Archive for January, 2011
Canoe Year’s Day
I’ll reiterate something I’ve admitted before here as we enter 2011, Abridgers.
It’s been hard to stay faithful to this blog.
As a result, most of my posts lately have been shorter, and more likely to appear on Facebook than this long format blog. Perhaps this is a subconscious draw to post where the audience is, but it’s also felt similar to the slow, melancholy march from record album art, to “long box” cds, to MP3s.
So on this – the 2nd day of 2011 – I wanted to once again show some respect to my digital journal as it enters it’s sixth year.
So let’s see, what’s been happening lately? Most notably in the last couple months of 2010, I tackled an ambitious large scale mural project out in Chicago’s western suburbs. The fact that it was printed – and could thus be printed at any size – might lead you to believe it was no more difficult to create than a Christmas card. But because the scale would be so big, and viewers would be able to step right up to it… I had to include far more detail and sharpness than I would’ve otherwise.
The finished 16 by 8 foot piece looks great, and I attended the private unveiling ceremony last month, where they also showed off the Richardson antique canoe I’d refinished and sold to the Park District, and where they named the whole building after a nice local woman who’d contributed much of the funds involved, I’m guessing. I signed poster versions of the mural and happily answered questions, including several to which the answer was, “Nope, I know it looks like I painted it, but it’s all digital.”
We also had a medical issue in the family, which necessitated my housesitting in Cleveland for a week not long ago. I took my work along, sat in a blizzard, and took our trusty GS150 in for service at a respected Cleveland shop.
Back home, I’m now catching up on another mural “audition” for a large building on the west coast (more soon), an “Airstreaming 101″ type booklet to be included with sales of all future Airstreams, and a few smaller projects.
I’m hoping to pick up the torch in 2011 on several personal projects that have long been dormant; the Milk Bandits clothing line, the Alphadog children’s alphabet book, and a new idea for a series of books about certain crafts that have become all but extinct: wooden boatbuilding, blacksmithing, letterpress printmaking, instrument construction, and others. The only place to learn about much of this accumulated knowledge these days is in a museum, but there are several people left – from Brokow’s “Greatest Generation” and even younger – who keep stoking the fires of these traditional jobs, despite the obstacles.

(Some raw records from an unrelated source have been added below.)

PR #3454, opened 2020-02-16
kernel: Move to Linux v5.4.18-openpower1

runlevel5:
Upstream powerpc related changes:

  * powerpc/fsl/dts: add fsl,erratum-a011043

Signed-off-by: Trung Lê <trung.le@ruby-journal.com>


openpower/linux/0003-Release-OpenPower-kernel.patch
```diff
@@ -15,7 +15,7 @@ index e16d2e58ed4b..cabff177cbb4 100644
 @@ -2,7 +2,7 @@
```
klauskiwi: Probably nitpicking, but the lack of changes in the index line indicates that you changed the patch itself, and have not re-applied/git-format-patch'ed.. perhaps you should do that?

Otherwise, 18 configs checked-in, minor-version kernel bump, LGTM

oohal:
ok to test

PR #320, opened 2023-01-09
Use `Edit` object instead of passing around range and replacement

ketkarameya:
In stead of passing around `replacement_string` and `range` pass the `edit` object (that contains this information)


lazaroclapp (approved):
LGTM, given existing tests for this functionality pass after changing the API :)

PR #321, opened 2023-01-09
Enhance match struct with the `matched_string` field 

ketkarameya:
Add the field `matched_string` to `Match` struct. This field will store the code snippet matched by the rule.

### DIFF
--- a/src/models/edit.rs
+++ b/src/models/edit.rs
@@ -46,9 +46,13 @@ impl Edit {
     }
   }
 
-  pub(crate) fn delete_range(replacement_range: Range) -> Self {
+  pub(crate) fn delete_range(code: &str, replacement_range: Range) -> Self {
     Self {
-      p_match: Match::new(replacement_range, HashMap::new()),
+      p_match: Match::new(
+        code[replacement_range.start_byte..replacement_range.end_byte].to_string(),
+        replacement_range,
+        HashMap::new(),
+      ),
       replacement_string: String::new(),
       matched_rule: "Delete Range".to_string(),
     }
--- a/src/models/matches.rs
+++ b/src/models/matches.rs
@@ -20,6 +20,9 @@ use serde_derive::Serialize;
 #[derive(Serialize, Debug, Clone, Getters)]
 #[pyclass]
 pub(crate) struct Match {
+  // Code snippet that matched
+  #[get = "pub"]
+  matched_string: String,
   // Range of the entire AST node captured by the match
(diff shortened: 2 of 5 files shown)


lazaroclapp (approved):
Makes sense to me. 

That said, question: Are these substrings eager copies in memory or are they stored some other way? Any concern about memory usage ballooning due to multiple copies of substrings of the code under analysis? Specially under, say, a long chain of simplifications on the same huge boolean expression? (Seems unlikely, but still, one alternative is to keep just the start and end position and a pointer to the full source - or even the file, to be read on demand and cached - and then just constructing the substring when requested through a method of the match struct, no?)

ketkarameya:
I totally agree to what u say. I think we should not do this. 
I was leaning towards usability over performance. But i feel this will get really bad when we capture these large constructs like `class` or `file`. 
With storing references comes lifetimes :|

ketkarameya:
Another problem is that, we are using this `Match` struct for our python bindings too. 
And `pyo3` library doesnt support struct with lifetimes.

dvmarcilio:
In the case of edits/rewrites, I wonder what would happen if there is _no_ matched string.
I may be misunderstanding, but we might not be able to get the original match content if rewrites (e.g., delete a function) happen.

ketkarameya:
yes. And Diego makes a good point too. If we dont do this eagerly we will not be able to report it at all.

ketkarameya:
I think I am gonna merge this. It might have performance implications (in memory) but I guess its alright. Neither do we have any benchmarks to empirically prove how bad it is. @lazaroclapp  what do u think ? (I know u have already accepted the PR)

lazaroclapp:
> I think I am gonna merge this. It might have performance implications (in memory) but I guess its alright. Neither do we have any benchmarks to empirically prove how bad it is. @lazaroclapp what do u think ? (I know u have already accepted the PR)

I think this makes sense to me, given the complications involved in designing something that would work well with deletions (I am sure there is some involved copy-on-write way to handle it, but it feels like premature optimization). Separate from this PR, a good question is whether we have any way to measure internally Piranha's memory usage. But, also, I wouldn't worry too much about it unless we start seeing issues, since it's not like Piranha is running during a standard build or anything like that. It is very much an "off main pipeline" tool 🙂

ketkarameya:
Thanks a lot. I will merge this PR. 
Filed the issue https://github.com/uber/piranha/issues/322 to track this.

PR #326, opened 2023-01-13
Use the default value for `dry_run` and fix bug related to `delete_file_if_empty`

ketkarameya:
Dependent on #325 

There were some entangled bugs : 

1. `delete_file_if_empty` did not run as expected when set to `false` 
2. `delete_consecutive_new_lines` was only performed during persist, but did not work for our API 

One thing to note here is that, these two flags can only be tested when `dry_run = false` 
Our unit-test for `delete_consecutive_new_lines` exclusively ran `persist(...)`  to test for the functionality, but we did not have end to end tests checking for this behavior.  We did not have e2e tests for this because our text comparison is white-space agnostic. 
Moreover, we run all our e2e tests in `dry_run` mode. 

---
So for this purpose we do the following: 
*  fix the entangled bugs : 
   *  Move  `delete_consecutive_new_lines` inside the cleanup 
   *  fix the bug - _`delete_file_if_empty` did not run as expected when set to `false`_ 
* Earlier our `check_result` compared API result to the files in `path_to_expected`
   * The check now compares files in `path_to_codebase` (which is updated by piranha) to the files in `path_to_expected`
   * Why are we adding those 4 java files? 
      *  So earlier just because how the logic was we did not require to have **unchanged** files in the `path_to_expected`
      * Now since we compare directories, we have to add the  **unchanged** files in the `path_to_expected`


src/tests/test_piranha_swift.rs
```diff
@@ -29,12 +29,12 @@ create_rewrite_tests! {
     substitutions = substitutions! {
       "stale_flag_name" => "Premium-Icon"
     },
-    cleanup_comments = true;
+    cleanup_comments = true, delete_file_if_empty= false;
```
lazaroclapp, line 32: Why the inconsistent spacing around `=` here? (between this parameter and the previous two) And why isn't that auto-formatted? (I thought we were running an auto-formatter on every commit now)

src/tests/test_piranha_java.rs
```diff
@@ -32,14 +32,14 @@ create_rewrite_tests! {
       "treated"=>  "true",
       "treated_complement" => "false",
       "namespace" => "some_long_name"
-    };
+    }, delete_file_if_empty= false;
```
lazaroclapp, line 35: Do we have a test case for `delete_file_if_empty = true`? Or is that the default for all other tests?

src/tests/mod.rs
```diff
@@ -63,23 +62,37 @@ fn copy_folder(src: &Path, dst: &Path) {
...
+    let mut count = 0;
+    for dir_entry in fs::read_dir(path).unwrap() {
+      if dir_entry.unwrap().path().is_file() {
+        count += 1;
+      }
+    }
+    count
+  };
+
+  assert_eq!(count_files(path_to_codebase), count_files(path_to_expected));
```
lazaroclapp, line 78: Won't this break for cases where we _are_ deleting empty files? Don't we want to be able to test for that too?

src/models/unit_tests/source_code_unit_test.rs
```diff
@@ -182,33 +182,30 @@ fn test_apply_edit_comma_handling_via_regex() {
...
+  source_code_unit.perform_delete_consecutive_new_lines();
+  source_code_unit.persist(piranha_arguments);
   check_predicate(&tmp_dir)
 }
 
 #[test]
 fn test_persist_delete_file_when_empty() -> Result<(), io::Error> {
   let args = PiranhaArgumentsBuilder::default()
     .delete_consecutive_new_lines(true)
-    .delete_file_if_empty(true)
```
lazaroclapp, line 211: Ok, but we should also have a test where this _is_ set to `true`, no?

lazaroclapp (commented):
So, I didn't fully follow the description, but if we want to test `delete_file_if_empty`, shouldn't we be testing it under both conditions? As far as I can tell, all the tests are for when `delete_file_if_empty = false`, but we probably want to make sure `delete_file_if_empty = true` also works as intended (i.e. it removes empty files [after rewrite] from the output). Am I missing something?

src/tests/test_piranha_swift.rs
ketkarameya: I will add auto-formatting for swift files in a follow up commit.

src/tests/test_piranha_java.rs
ketkarameya: `delete_file_if_empty = true` is default. So we don't explicitly test that.

src/tests/test_piranha_swift.rs
lazaroclapp: This file isn't swift, though, it's `.rs` :/

src/tests/test_piranha_java.rs
lazaroclapp: Do we? Because I see elsewhere (see the next comment) that we check that the count of files at `path_to_codebase` and `path_to_expected` is the same. Not sure if that check holds for _every_ test, but, if it does, then we are never actually testing that empty files are being deleted correctly...

ketkarameya:
[This](https://github.com/uber/piranha/blob/master/src/models/piranha_arguments.rs#L93) sets the default value for the builder pattern. As mentioned in my comments above, the deault value of  `delete_file_if_empty` is true so we only have tests where we explicitly set to to `false`. Note also have unit tests for each of these features-flags. I plan to move [these](https://github.com/uber/piranha/blob/73e84d1c4829196032584d281621a38c41d6057b/src/models/unit_tests/source_code_unit_test.rs#L184) tests to our recently developed macro soon.

src/tests/mod.rs
ketkarameya: https://github.com/uber/piranha/blob/73e84d1c4829196032584d281621a38c41d6057b/src/models/unit_tests/source_code_unit_test.rs#L208 

We test this functionality here in this "unit test" (Atleast thats what I called this before). 
This unit test does kinda what `create_rewrite_rules` macro does. I plan to move these unit test to the macro.
These unit tests run via this `execute_persist_in_temp` method which is equivalent to `create_rewrite_rules` now.

ketkarameya (commented):
I have left my comment addressing where is the test which turns on `delete_file_if_empty`. But I also agree that its worth having one of these current e2e tests with `delete_file_if_empty=true`. I checked we do not have a e2e test where `input/` files > `expected` files. I will do that.

src/tests/mod.rs
lazaroclapp: Ok, still think it might make sense to test this at least once in our "integration" tests to verify that it indeed counts things correctly when `|input/| < |expected/|`, but at this point I am fairly convinced this isn't _required_, sorry for the confusion 🙂

lazaroclapp (approved):
Fine to land by me, after the discussion!

@ketkarameya Up to you if the integration test with file deletion should be here or on a follow up. In the former case, let me know so I can do a final pass on this PR. On the later, feel free to land this and add me to that follow up instead 🙂

ketkarameya:
Please do a final pass on the PR (I have updated one integration test to verify this behavior)

lazaroclapp (approved):
LGTM! :) (I see the test case was even simpler than I though!)

PR #330, opened 2023-01-18
Introduce `InstantiatedRule` 

ketkarameya:
Based on #329 

Introduce `InstantiatedRule` which is composed of `Rule` and `substitutions` (previously `grep_heuristics`).
An `InstantiatedRule` is constructed when a `Rule` is instantiated with `substitutions`. 
* Removed `grep_heuristics` property from `Rule` 
* Change type of `query`, `replace` and `replace_node` from `Option<String>` -> `String` from Rule . This change required updating the methods `is_dummy`, is_match_only`. (This is an un-related refactoring 😢 , but its small so its alright ? 😵‍💫 ) 
* Use `InstantiatedRule` throughout `source_code_unit` 

Earlier, we were updating `grep_heursitic` property of the Rule. This made it ambiguous at a type-level whether the rule is instantiated or contains holes.

-------
I am open to rename `InstantiatedRule`. Maybe it sounds a bit awkward. `ResolvedRule` ? `FilledRules` ?

### DIFF
--- a/src/models/default_configs.rs
+++ b/src/models/default_configs.rs
@@ -82,3 +82,15 @@ pub fn default_piranha_language() -> PiranhaLanguage {
 pub fn default_delete_consecutive_new_lines() -> bool {
   false
 }
+
+pub fn default_query() -> String {
+  String::new()
+}
+
+pub fn default_replace_node() -> String {
+  String::new()
+}
+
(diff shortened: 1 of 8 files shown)


lazaroclapp (approved):
Makes sense to me!

PR #331, opened 2023-01-18
Remove unnecessary field `global_tags` from RuleStore 

ketkarameya:
Earlier we were collecting all `global_tags` (as and when we found them) in a property of `RuleStore`
When we matched a rule, we checked if it contains `global_tags` and added them to the rule store that we are passing around. 

On further investigation I found that, we do not really need to do this.  It can be done more cleverly and cleanly.

Once a source code unit has been processed we simply retain all the substitutions that are "global" i.e. substitutions whose keys start with `global_tag_prefix`. Lol, idk why i did not think of this before. :\

Removed the functions `add_global_tags` and `add_to_substitutions`. Moved the"logic" that identifies global tags from `add_global_tags` to `global_substitutions` inside `source_code_unit.rs`

-----
P.S. I know `source_code_unit.rs` is becoming this gigantic file :|.  It is not that bad.  I will clean it up.

### DIFF
--- a/src/lib.rs
+++ b/src/lib.rs
@@ -136,10 +136,12 @@ impl Piranha {
   fn perform_cleanup(&mut self) {
     // Setup the parser for the specific language
     let mut parser = Parser::new();
+    let piranha_args = self.rule_store.piranha_args().clone();
     parser
-      .set_language(*self.rule_store.piranha_args().piranha_language().language())
+      .set_language(*piranha_args.piranha_language().language())
       .expect("Could not set the language for the parser.");
 
+    let mut current_global_substitutions = piranha_args.input_substitutions().clone();
     // Keep looping until new `global` rules are added.
     loop {
       let current_rules = self.rule_store.global_rules().clone();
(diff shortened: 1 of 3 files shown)


src/lib.rs
```diff
@@ -136,10 +136,12 @@ impl Piranha {
   fn perform_cleanup(&mut self) {
     // Setup the parser for the specific language
     let mut parser = Parser::new();
+    let piranha_args = self.rule_store.piranha_args().clone();
```
lazaroclapp, line 139: Question: What changed that requires `.clone()` here? The only place I see any reference within this object (not sure if the correct Rust terminology) being passed somewhere new is with `current_global_substitutions`, but we are calling `.clone()` there at the level of `piranha_args.input_substitutions()`. What am I missing?

lazaroclapp (approved):
Minor question about Rust that doesn't seem obvious to me but might be clear if you know the language 😅 , otherwise LGTM.

src/lib.rs
ketkarameya: Aah! I had to clone it because I extracted `piranha_args` as a variable. 

`self.rule_store.piranha_args()` returns `&PiranhaArguments`.  So if we don't clone it here, it is going to be a "Immutable borrow" for `self.rule_store`. Instead of borrowing I just cloned it :| 
If I drop the `clone()` here, rust compiler complains that I am using `self.rule_store` as immutable here and mutable (later below in the function). 

The work-around for this is to "inline" this variable.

There’s deep, soul-satisfying value in these pursuits – an immense pride in working with your hands to create something unique… special. And while it may seem strange to hear those virtues celebrated by someone who just finished talking about his digital mural a few paragraphs north of here… I’d like to think I can simultaneously celebrate at least two centuries’ worth of technology, and maintain my adamant stance that sometimes we need to keep all of something, rather than continually replacing.
The mural.

As it appears installed.

The Vespa, fixed up and running on a frozen sidestreet of northeast Ohio.
A shot, and the set of our New Year’s Day paddle on the Chicago River.